== Problem to work on ==
All of the entries should be returned without a single change.

*** Input material Section Begins ***

PR #3277, opened 2017-10-18
Misc blockly fixes

microsoftsam:
- Only show group labels when there are blocks in that group
- Use groups for subcategories
- Show a subcategory heading label such as: 
screen shot 2017-10-18 at 1 51 34 pm
- Fix icondropdown field removing its explicit width when it's hidden


pelikhan:
Looks great!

*** Input material Section Ends ***

== Task solution ==
PR #3277, opened 2017-10-18
Misc blockly fixes

microsoftsam:
- Only show group labels when there are blocks in that group
- Use groups for subcategories
- Show a subcategory heading label such as: 
screen shot 2017-10-18 at 1 51 34 pm
- Fix icondropdown field removing its explicit width when it's hidden


pelikhan:
Looks great!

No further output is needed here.